PF -> Physical Function lspci command usage: sudo lspci -s :03:00.0 -vv

Thermal Limits

The following table captures the QSFP temperature limits for all QSFP capable Alveo™ products - U2xx(U200, U250, U280), U50x (U50, U50C, U50LV) , U55x (U55N, U55C) and VCK5000 products.

Table: QSFP Temperature Limits

Sensor Name Warning Limit Critical Limit Fatal Limit
QSFP temperature [1]
Commercial Type 65°C 70°C 75°C
Industrial Type 80°C 85°C 90°C

Notes:

[1] QSFP temperature limits may vary based on the device OEM (manufacturer) and model.

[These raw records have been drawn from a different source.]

PR #8603, opened 2022-11-23
avm1: Avoid code duplication in Array.splice

michiel2005:
Avoided code duplication in avm1 array.rs as asked
I learned rust for this project so I hope everything is working as expected.
no tests failed with cargo test --all.

### DIFF
--- a/core/src/avm1/globals/array.rs
+++ b/core/src/avm1/globals/array.rs
@@ -356,7 +356,7 @@ pub fn splice<'gc>(
         delete_count: i32,
         items: &[Value<'gc>],
         i: i32,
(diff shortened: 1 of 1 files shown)


michiel2005:
I see that the required checks are failing so I closed it

michiel2005:
Many checks are failing. is there a way I can run them on my side to test them before I do a pull request?

kmeisthax:
Yes. `cargo fmt` will fix formatting to match what the CI asks and `cargo clippy --all --tests` will run all the other non-formatting checks. `cargo test` actually runs the full regression test suite, but it's really CPU intensive.

kmeisthax (approved):

PR #8613, opened 2022-11-24
[AVM1] Replace most of impl_custom_object! macro by default impls on TObject

moulins:
This allows removing a lot of code duplication in "core" AVM1 object types.


adrian17 (approved):

Herschel:
Thank you!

For thermal references, QSFP devices are broadly categorized as Commercial or Industrial type.

Wherever supported by the QSFP device, SC FW accesses the ‘Max case temperature’ via I2C read at register offset 190 as per the SFF-8636 2.10a specification and dynamically sets the device specific critical thermal limit. For QSFP devices that doesn’t support SFF-8636 spec, SC FW assigns the critical limit as 70°C for Commercial (when register offset 190 returns 0x00) or 85°C for Industrial (when register returns 0xFF).

  • Warning limit = (Max case temperature - 5)
  • Critical limit = Max case temperature
  • Fatal limit = (Max case temperature + 5)

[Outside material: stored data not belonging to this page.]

PR #8623, opened 2022-11-26
avm2: implement get and set of displayobject filters

wsxarcher:


core/src/avm2/globals/flash/display/displayobject.rs
```diff
@@ -239,23 +239,38 @@ pub fn set_scale_x<'gc>(
...
-/// Implements `filters`'s getter.
 pub fn filters<'gc>(
     activation: &mut Activation<'_, 'gc, '_>,
-    _this: Option<Object<'gc>>,
+    this: Option<Object<'gc>>,
     _args: &[Value<'gc>],
 ) -> Result<Value<'gc>, Error<'gc>> {
-    log::warn!("DisplayObject.filters getter - not yet implemented");
+    if let Some(dobj) = this.and_then(|this| this.as_display_object()) {
+        return Ok(ArrayObject::from_storage(activation, dobj.filters())?.into());
```
adrian17, line 248: Interesting, just checked that indeed it returns a new Array every time.
(`trace(this.filters === this.filters); // false`). Could you please add a test for this?

core/src/avm2/globals/flash/display/displayobject.rs
```diff
@@ -239,23 +239,38 @@ pub fn set_scale_x<'gc>(
...
-    log::warn!("DisplayObject.filters setter - not yet implemented");
+    if let Some(dobj) = this.and_then(|this| this.as_display_object()) {
+        let new_filters = args
+            .get(0)
+            .cloned()
+            .unwrap_or(Value::Undefined)
+            .coerce_to_object(activation)?;
+
+        if let Some(filters_array) = new_filters.as_array_object() {
+            if let Some(filters_storage) = filters_array.as_array_storage() {
```
adrian17, line 266: FYI, AS3 does a type check here:
- it checks that the assigned value is an array (or null/undefined) and throws a TypeError otherwise (this ideally will be automatic once we add proper typed bindings to DisplayObject, so it can be skipped here)
- it checks that all array elements derive from Filter, and throws an ArgumentError otherwise (this should be implemented here).

If you want to keep it out of scope, it's okay, but leave a comment please.

wsxarcher: Done and addedd tests

core/src/avm2/globals/flash/display/displayobject.rs
wsxarcher: Done and checked on flash debug

adrian17 (approved):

For additional thermal information, refer to the data sheet specific to the Alveo™ product:

Table: FPGA/ACAP/ASIC and Board Thermal Limits

Sensor Name Warning Limit Critical Limit Fatal Limit
U200/U250
FPGA Device temperature 88°C 97°C 107°C
Board temperature [4] 100°C 110°C 125°C
U280
Logical FPGA temperature [2] 88°C 97°C 107°C
Board temperature [4] 100°C 110°C 125°C
U50, U50LV, U55N/C
Logical FPGA temperature [2] 88°C 97°C 107°C
Board temperature [4] 100°C 110°C 125°C
U50C
Logical FPGA temperature [2] 88°C 100°C 107°C
Board temperature [4] 100°C 110°C 125°C
U30 [3]

Max FPGA junction temperature

(Max of ZYNQ1 & ZYNQ2 FPGA)

90°C 95°C 100°C
Board temperature 75°C 80°C 85°C
V70
Max ACAP junction temperature 97°C 100°C 105°C
Board temperature [4] 105°C 110°C 150°C

[2] Logical device temperature is maximum of FPGA die temperature and the HBM temperature.

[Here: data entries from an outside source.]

PR #8625, opened 2022-11-27
Bump gc-arena to upstream's current master branch

moulins:
Because `Gc<'_, T>`'s Debug impl now prints the referenced value, (almost) all #[derive(Debug)] on types containing GC'd values were removed (otherwise, Ruffle would enter an infinite recursion when trying to debug-print objects).

This is almost certainly overkill, but I didn't want to take any risks, and useful Debug impls can be re-added again where needed.

### DIFF
--- a/Cargo.lock
+++ b/Cargo.lock
@@ -33,9 +33,9 @@ dependencies = [
 
 [[package]]
 name = "aho-corasick"
-version = "0.7.20"
+version = "0.7.19"
 source = "registry+https://github.com/rust-lang/crates.io-index"
-checksum = "cc936419f96fa211c1b9166887b38e5e40b19958e5b895be7c1f93adec7071ac"
+checksum = "b4f55bd91a0978cbfd91c457a164bab8b4001c833b7f323132c0a4e1922dd44e"
 dependencies = [
  "memchr",
 ]
@@ -135,9 +135,9 @@ dependencies = [
 
 [[package]]
 name = "ash"
-version = "0.37.1+1.3.235"
+version = "0.37.0+1.3.209"
 source = "registry+https://github.com/rust-lang/crates.io-index"
-checksum = "911015c962d56e2e4052f40182ca5462ba60a3d2ff04e827c365a0ab3d65726d"
+checksum = "006ca68e0f2b03f22d6fa9f2860f85aed430d257fec20f8879b2145e7c7ae1a6"
 dependencies = [
  "libloading",
 ]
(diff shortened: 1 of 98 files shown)


adrian17:
> Because Gc<'_, T>'s Debug impl now prints the referenced value, (almost) all #[derive(Debug)] on types containing GC'd values were removed

If I'm reading this right, this does feel like a bit of a loss. With AVM debugging, previously we had access to logs like:
```
Stack push 1: Object(EventObject(EventObject { type: "keyDown", class: flash.events::KeyboardEvent, ptr: 0xdacacec530 }))
```
or
```
Stack push 1: Object(StageObject(StageObject { name: BLOCnog_fags101_fla::preloader_1,
    display_object: Some(MovieClip(MovieClip(GcCell(Gc { ptr: 0xdac9829628 })))), ptr: 0xdac98a8aa0 }))
```
Even though the pointers obscure 99% of information, a lot of the time this alone was enough to look for the same object in the log. If anything, I hoped for more explicit logs in the future, not more opaque :(

moulins:
> Now it would be just Object(_), right?
Yes, unfortunately :c

I guess the proper thing to do is to re-add manual `Debug` impls for all AVM1/2 `Objects`. It's more code than current `master`, but at least we could customize what information we show.

The lazier option would be ask upstream to revert the `Debug` change in upstream (or just do it in our fork), by arguing that it isn't actually useful because most `Gc`'d object will have circular references in some ways.

@adrian17 What do you think is the best way forwards?

Herschel:
My first instinct matches your argument that this is something `gc-arena` should slightly care about, as circular structures is a big use case of GC, but I don't have a great solution! I wonder how hard it would be to make something like a `GcDebug` macro that could omit or smartly print GCed fields to some depth.

It's a bit scary because I'm not sure how many of the gutted Debug impls are actually useful for us. We definitely want to keep a decent Debug impl of AVM1/AVM2 objects. I'd be okay with continuing to with our own fork, if that's an easier stepping stone.

moulins:
> It's a bit scary because I'm not sure how many of the gutted Debug impls are actually useful for us. We definitely want to keep a decent Debug impl of AVM1/AVM2 objects. I'd be okay with continuing with our own fork, if that's an easier stepping stone.

I suspect a bunch of them were actually never exercised; I think the proper solution is to revert all the changes to the format strings I made, and then put manual Debug implementations that reproduces the old behavior of stopping at the first `Gc`. Sure it means a little more boilerplate, but I don't think it's that bad, and with luck it will encourage drive-by changes to improve the output (e.g. use a 'short' representation by default, and switch to a more complete output if the alternate formatting is specified).

Herschel:
That sounds good to me! Maybe manually implementing the `Debug` impls could be its own PR(s).

moulins:
I'll rename this PR to be about `Debug` impls, I think.

moulins:
Opened #8964 to deal with derived `Debug` implementations.

I'll close this PR for the time being, and reopen it once the above PR is merged.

Note: Alveo™ U30 specific [3] The OTP (One Time Programmable) values are programmed onto the temperature sensor device at the time of Manufacturing. Additionally, on boot-up, SC also configures the temperature device to ensure the temperature sensor device automatically shuts down the ZYNQ devices when either ZYNQ or board temperature exceeds the fatal limit.

[4] Board temperature is the maximum value among various on-board temperature sensors like inlet, outlet and VRs.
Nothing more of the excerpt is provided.